Problem to solve:
Return the count of lines in the following records that include "well", and nothing more.

──────── Material shown ────────

PR #526, opened 2022-05-13
Refactor `linestring_distance` to header only API

isVoid:
This PR converts `pairwise_linestring_distance` into header only API.


cpp/include/cuspatial/experimental/detail/linestring_distance.cuh
```diff
@@ -0,0 +1,346 @@
...
+ * @brief Computes shortest distance between two segments (ab and cd) that
+ * doesn't intersect.
+ */
+template <typename T>
+T __device__ segment_distance_no_intersect_or_colinear(vec_2d<T> const& a,
+                                                       vec_2d<T> const& b,
+                                                       vec_2d<T> const& c,
+                                                       vec_2d<T> const& d)
+{
+  auto dist_sqr = std::min(std::min(point_to_segment_distance_squared(a, c, d),
```
harrism, line 158: This is definitely an older version.  No deferred sqrt...

cpp/include/cuspatial/experimental/detail/linestring_distance.cuh
```diff
@@ -0,0 +1,346 @@
...
+                                          typename Cart2dB::value_type,
+                                          typename std::iterator_traits<OutputIt>::value_type>(),
+                "Inputs and output must be floating point types.");
+
+  static_assert(detail::is_same<T,
+                                typename Cart2dB::value_type,
+                                typename std::iterator_traits<OutputIt>::value_type>(),
+                "Inputs and output must be the same types.");
+
+  static_assert(detail::is_same<cartesian_2d<T>, Cart2dA, Cart2dB>(),
```
harrism, line 314: If this is the case, then you don't need both Cart2dA and Cart2dB -- just use the same type for both inputs.

cpp/tests/experimental/spatial/linestring_distance_test.cu
```diff
@@ -0,0 +1,153 @@
...
+                               a_cart2d.begin(),
+                               a_cart2d.end(),
+                               offset.begin(),
+                               b_begin,
+                               b_end,
+                               distance.begin());
+
+  EXPECT_EQ(distance, expected);
+}
+
```
harrism, line 151: Anytime we have a custom CUDA kernel or significant custom CUDA logic (like a non-trivial operator passed to a Thrust algorithm), I think we should have at least one test that causes the kernel to be invoked with more threads than there are in a single warp. This is especially true when the kernel involves cooperation between threads, as you do in this algorithm's kernel using atomic operations. So I suggest making a test that generates at least ~1000 data points.

cpp/include/cuspatial/experimental/linestring_distance.cuh
```diff
@@ -0,0 +1,80 @@
...
+ *
+ * @tparam Cart2dItA iterator type for point array of the first linestring of each pair. Must meet
+ * the requirements of [LegacyRandomAccessIterator][LinkLRAI] and be device-accessible.
+ * @tparam Cart2dItB iterator type for point array of the second linestring of each pair. Must meet
+ * the requirements of [LegacyRandomAccessIterator][LinkLRAI] and be device-accessible.
+ * @tparam OffsetIterator iterator type for offset array. Must meet the requirements of
+ * [LegacyRandomAccessIterator][LinkLRAI] and be device-accessible.
+ * @tparam OutputIt iterator type for output array. Must meet the requirements of
+ * [LegacyRandomAccessIterator][LinkLRAI] and be device-accessible.
+ * @tparam std::iterator_traits<Cart2dItA>::value_type value type of `Cart2dItA`, must be
```
harrism, line 38: Why must it be? Why can't it be `vec_2d`?  And if it must be, then why is it a template parameter? I think you made a similar comment on one of my PRs.

harrism (changes requested):
Something seems off -- the added code is the old version of the implementation. The removed code is the new version.

cpp/include/cuspatial/experimental/linestring_distance.cuh
isVoid: I was under the impression that this is a geometric operation and we can't use this function with geographic types - all the math computations - from cross products to point to segment distance are only well-defined for cartesian coordinates. They won't get proper results if user start using them on geographical coordinates. I had originally believed that this is why we introduce strong types for geometric/geographic types, to prevent user from calling the API with the wrong types. If they want to use it with geographic coordinates, they should perform a projection first.

cpp/include/cuspatial/experimental/detail/linestring_distance.cuh
isVoid: Unfortunately `Cart2dA` and `Cart2dB` are just two alias for the `value_type` of iterator `Cart2dItA` and `Cart2dItB`, note that they are parameters derived from existing template parameters. The test here is basically asserting that the value type for both iterators should be `cartesian_2d<T>`.

cpp/include/cuspatial/experimental/linestring_distance.cuh
harrism: OK. It may not be well-defined for lonlat_2d, but there may be some other type derived from vec_2d for which it is well-defined...  But I am indeed unsure of this, so we can leave it only defined for cartesian_2d for now.

cpp/include/cuspatial/experimental/detail/linestring_distance.cuh
harrism: I get that. But you only need one type parameter if they are both required to be the same type, right? See how I did it for haversine.  Single parameter for `Location` type:
https://github.com/rapidsai/cuspatial/blob/1f070d2589b7a4fb6d5299762630d6d4f9b843ae/cpp/include/cuspatial/experimental/haversine.cuh#L71-L81

Then check that both `Location` and the `value_type` of the B iterator are `lonlat_2d`:
https://github.com/rapidsai/cuspatial/blob/1f070d2589b7a4fb6d5299762630d6d4f9b843ae/cpp/include/cuspatial/experimental/detail/haversine.cuh#L70-L73

cpp/include/cuspatial/experimental/detail/linestring_distance.cuh
```diff
@@ -0,0 +1,291 @@
...
+constexpr bool is_same()
+{
+  return std::conjunction_v<std::is_same<T, Ts>...>;
+}
+
+template <typename... Ts>
+constexpr bool is_floating_point()
+{
+  return std::conjunction_v<std::is_floating_point<Ts>...>;
+}
```
harrism, line 48: I like these utilities, and they would be useful in all of our APIs (I could have used them in haversine), so perhaps put them in type_utils.hpp?

cpp/include/cuspatial/experimental/detail/linestring_distance.cuh
```diff
@@ -0,0 +1,291 @@
...
+  auto ac               = c - a;
+  auto r_numer          = det(ac, cd);
+  auto denom_reciprocal = 1 / denom;
+  auto r                = r_numer * denom_reciprocal;
+  auto s                = det(ac, ab) * denom_reciprocal;
+  if (r >= 0 and r <= 1 and s >= 0 and s <= 1) { return 0.0; }
+  return segment_distance_no_intersect_or_colinear(a, b, c, d);
+}
+
+/**
```
harrism, line 136: This shouldn't be in our public docs.

```suggestion
/*
```

cpp/include/cuspatial/experimental/detail/linestring_distance.cuh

────────

Your solution:
2